Instructions to follow: Below are records; reproduce exactly the lines from the first through the one containing "Fix lazy loading of inverse".

Exercise data:
PR #2544, opened 2018-09-26
 HHH-12842 - Fix lazy loading of ID OneToOne relations that are non-optional / constrained

JWGmeligMeyling:
Fix lazy loading of inverse OneToOne relations that are non-optional / constrained, by passing the OneToOne constrained value to determine nullability of type as it was prior to Hibernate 5.2.13.

Fixes [HHH-12842](https://hibernate.atlassian.net/browse/HHH-12842) and the test case that I had already provided in PR #2474 .

Partially applies PR #2226 that @vladmihalcea provided for [HHH-12436](https://hibernate.atlassian.net/browse/HHH-12436), but leaves out the changes related to the determination of the ForeignKeyDirection of the OneToOne association (the fix for HHH-12436), which caused some issues that @gbadner is still addressing.

PR #2609, opened 2018-10-27
HHH-12436 : Attempted to assign id from null one-to-one property	

gbadner:
https://hibernate.atlassian.net/browse/HHH-12436

Supersedes: https://github.com/hibernate/hibernate-orm/pull/2226

Another jira will be created to deal with associations that change from FetchMode.JOIN to FetchMode.SELECT.

### DIFF
--- a/hibernate-core/src/main/java/org/hibernate/cfg/AnnotationBinder.java
+++ b/hibernate-core/src/main/java/org/hibernate/cfg/AnnotationBinder.java
@@ -1779,7 +1779,17 @@ public final class AnnotationBinder {
 						joinColumn.setExplicitTableName( join.getTable().getName() );
 					}
 				}
-				final boolean mandatory = !ann.optional() || forcePersist;
+				// MapsId means the columns belong to the pk;
+				// A @MapsId association (obviously) must be non-null when the entity is first persisted.
+				// If a @MapsId association is not mapped with @NotFound(IGNORE), then the association
+				// is mandatory (even if the association has optional=true).
+				// If a @MapsId association has optional=true and is mapped with @NotFound(IGNORE) then
+				// the association is optional.
+				final boolean mandatory =
+						!ann.optional() ||
+								property.isAnnotationPresent( Id.class ) ||
+								( property.isAnnotationPresent( MapsId.class ) && !ignoreNotFound );
+
 				bindManyToOne(
 						getCascadeStrategy( ann.cascade(), hibernateCascade, false, forcePersist ),
 						joinColumns,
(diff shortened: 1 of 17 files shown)


hibernate-core/src/main/java/org/hibernate/type/OneToOneType.java
```diff
@@ -156,7 +195,7 @@ public Object hydrate(
 
 	@Override
 	public boolean isNullable() {
-		return foreignKeyType==ForeignKeyDirection.TO_PARENT;
```
JWGmeligMeyling: So my understanding of the `isNullable` method and how it is used is: can we safely assume, that a non-null identifier or unique key property for this association, will yield a non-null value and can it therefore be proxied?

For ManyToOnes this is rather trivial, as they are never mapped by a `PrimaryKeyJoinColumn`, but rather a `JoinColumn`, which is assumed to be `constrained` by default, which means that values must be present in the join table. The only exception being legacy schema's, with different magic values representing missing values. In this case you specify the `NotFound` action with regard to what should happen when an entity is not found under its  identifier or unique key value.

For OneToOne's this is somewhat more complicated. First, apparently, it seems in the end the `NotFound` annotation *was* ignored for `OneToOne` associations (something I had already indicated [here](https://github.com/hibernate/hibernate-orm/pull/2459#discussion_r205465299)). But another case comes with the `PrimaryKeyJoinColumn`. Even though there will always be a value for the primary key, we're not sure whether the row in our join table exists. This is indicated by the *constrainedness* or *optionality* of the `OneToOne` association. It is in my opinion irrelevant to check this based on the foreign key direction. In fact: we have seen examples with bidirectional non-optionality. It can't be persisted with this cyclic dependency , but its certainly valid for some domains to assume that a value will always be there after it is persistent and sensible to support this in lazy loading.

Therefore, I am adamant that the nullability should be determined based on the constrained value and **not** the foreign key direction. This change must be applied before my test for issue [HHH-12842](https://hibernate.atlassian.net/browse/HHH-12842) passes.

I've rebased my changes from #2544 on your work:  https://github.com/JWGmeligMeyling/hibernate-orm/pull/new/HHH-12842-fix-4 , so that we can combine our two PRs.

JWGmeligMeyling: So my understanding of the `isNullable` method and how it is used is: can we safely assume, that a non-null identifier or unique key property for this association, will yield a non-null value and can it therefore be proxied?

For ManyToOnes this is rather trivial, as they are never mapped by a `PrimaryKeyJoinColumn`, but rather a `JoinColumn`, which is assumed to be `constrained` by default, which means that values must be present in the referenced table. The only exception being legacy schema's, with different magic values representing missing values. In this case you specify the `NotFound` action with regard to what should happen when an entity is not found under its  identifier or unique key value.

For OneToOne's this is somewhat more complicated. First, apparently, it seems in the end the `NotFound` annotation *was* ignored for `OneToOne` associations (something I had already indicated [here](https://github.com/hibernate/hibernate-orm/pull/2459#discussion_r205465299)). But another case comes with the `PrimaryKeyJoinColumn`. Even though there will always be a value for the primary key, we're not sure whether the row in our referenced table exists. This is indicated by the *constrainedness* or *optionality* of the `OneToOne` association. It is in my opinion irrelevant to check this based on the foreign key direction. In fact: we have seen examples with bidirectional non-optionality. It can't be persisted with this cyclic dependency , but its certainly valid for some domains to assume that a value will always be there after it is persistent and sensible to support this in lazy loading.

Therefore, I am adamant that the nullability should be determined based on the constrained value and **not** the foreign key direction. This change must be applied before my test for issue [HHH-12842](https://hibernate.atlassian.net/browse/HHH-12842) passes.

I've rebased my changes from #2544 on your work:  https://github.com/JWGmeligMeyling/hibernate-orm/pull/new/HHH-12842-fix-4 , so that we can combine our two PRs.

hibernate-core/src/main/java/org/hibernate/cfg/AnnotationBinder.java
```diff
@@ -1809,12 +1819,30 @@ else if ( property.isAnnotationPresent( OneToOne.class ) ) {
...
+				// the association is optional.
+				// @OneToOne(optional = true) with @PKJC makes the association optional.
+				final boolean mandatory =
+						!ann.optional() ||
+								property.isAnnotationPresent( Id.class ) ||
+								( property.isAnnotationPresent( MapsId.class ) && !ignoreNotFound );
+				// An optional @OneToOne with @PKJC or @PKJCs has an implicit @NotFound(IGNORE)
+				// (see HHH-4982).
+				if ( hasPkjc && !mandatory ) {
+					ignoreNotFound = true;
```
JWGmeligMeyling: Perhaps this workaround is not needed after the alternative fix for the `isNullable()` method?

hibernate-core/src/main/java/org/hibernate/type/OneToOneType.java
gbadner: @JWGmeligMeyling, thanks very much for your feedback. I'll checkout your PR, then address the statements you made above.

gbadner: @JWGmeligMeyling, also, please rest assured that I fully intend to resolve your issue for 5.4.0.GA. I'm sorry I didn't have a chance to run your test before pushing the PR on Friday, and I'm sorry to hear that it didn't work in your case.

Solution to the exercise:
PR #2544, opened 2018-09-26
 HHH-12842 - Fix lazy loading of ID OneToOne relations that are non-optional / constrained

JWGmeligMeyling:
Fix lazy loading of inverse OneToOne relations that are non-optional / constrained, by passing the OneToOne constrained value to determine nullability of type as it was prior to Hibernate 5.2.13.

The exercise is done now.